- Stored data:
>>>
PR #7676, opened 2021-11-20
Make `node_value.h` not depend on `node_manager.h`

4tXJ7f:
This commit breaks a circular dependency by making `node_value.h` not
depend on `node_manager.h`. As a result, we can remove the hack-y
include of `node_manager.h` in the middle of the `node_value.h` file.


src/expr/node_value.cpp
```diff
@@ -94,5 +94,68 @@ NodeValue::iterator<NodeTemplate<false> > operator+(
...
+  Warning().flush();
+}
+
+void __attribute__((used)) debugPrintRawNodeValue(const expr::NodeValue* nv)
+{
+  nv->printAst(Warning(), 0);
+  Warning().flush();
+}
+
+#endif /* CVC5_DEBUG */
```
nafur, line 159: This stuff has been removed in #7555.

nafur (approved):
LGTM, except for the merge conflicts...

PR #7679, opened 2021-11-20
Improve error for check theory assertions with model

ajreynol:
Makes it so that we report *all* unsatisfied assertions, not just the first one.


4tXJ7f (approved):
LGTM

PR #7680, opened 2021-11-22
Enable model-based reduction technique for strings

ajreynol:
This PR makes change our default strategy for deferring (some) reductions until after the model is constructed. It introduces the option `--strings-mbr` (model-based reduction) which is enabled by default.  

When using model-based reductions, only *negatIve* contains and negative memberships are deferred for reduction/unfolding until LAST_CALL effort, where a candidate model is available. These steps are performed only if the constraints are not already satisfied in the model.  The intuition is that negative contains/membership are the *most* expensive constraints to process and are moreover the *least* likely to be false in the model.

It makes a few fixes to the extended/RE solvers:
- 2 kinds of inferences in `checkExtfEval` should not be performed for substitutions based on models
- The regular expression solver should not use inclusion tests to justify reduction of memberships when the basis for the reduction is an unfolded membership, due to the reasoning being potentially cyclic.  This led to a bogus model on a regression when the new strategy was enabled.

It also does minor refactoring of those solvers that was required for implementing the new policy.

This branch is +446-1 on SMT-LIB, with all gains coming on "sat" benchmarks, mostly from pyex.  It also solves 2 previously unsolved challenge Amazon benchmarks quickly.


src/theory/strings/extf_solver.cpp
```diff
@@ -93,77 +94,72 @@ bool ExtfSolver::doReduction(int effort, Node n)
...
-          return true;
-        }
-        else
+        Trace("strings-extf-debug")
+            << "  resolve extf : " << n
+            << " based on equal lengths disequality." << std::endl;
+        // We can reduce negative contains to a disequality when lengths are
+        // equal. In other words, len( x ) = len( s ) implies
+        //   ~contains( x, s ) reduces to x != s.
+        if (!d_state.areDisequal(x, s))
```
4tXJ7f, line 132: We could consider making this inference regardless of `stringModelBasedReduction`, I think.

4tXJ7f (commented):
LGTM, I have to think some more about the regexp part and have a suggestion.

src/theory/strings/extf_solver.cpp
ajreynol: True, but I don't think its necessary.

Actually, I am considering making disequality handling also deferred to model effort.

Notice that `x != s` would only be useful if `x = s`, but in that case we should get `contains(x,s) ---> true`.

4tXJ7f (approved):
LGTM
<<<
- DIRECTIONS: Wherever the word "false" turns up in a line of the entries above, copy that line.

- WRITTEN SOLUTION:
@@ -94,5 +94,68 @@ NodeValue::iterator<NodeTemplate<false> > operator+(
When using model-based reductions, only *negatIve* contains and negative memberships are deferred for reduction/unfolding until LAST_CALL effort, where a candidate model is available. These steps are performed only if the constraints are not already satisfied in the model.  The intuition is that negative contains/membership are the *most* expensive constraints to process and are moreover the *least* likely to be false in the model.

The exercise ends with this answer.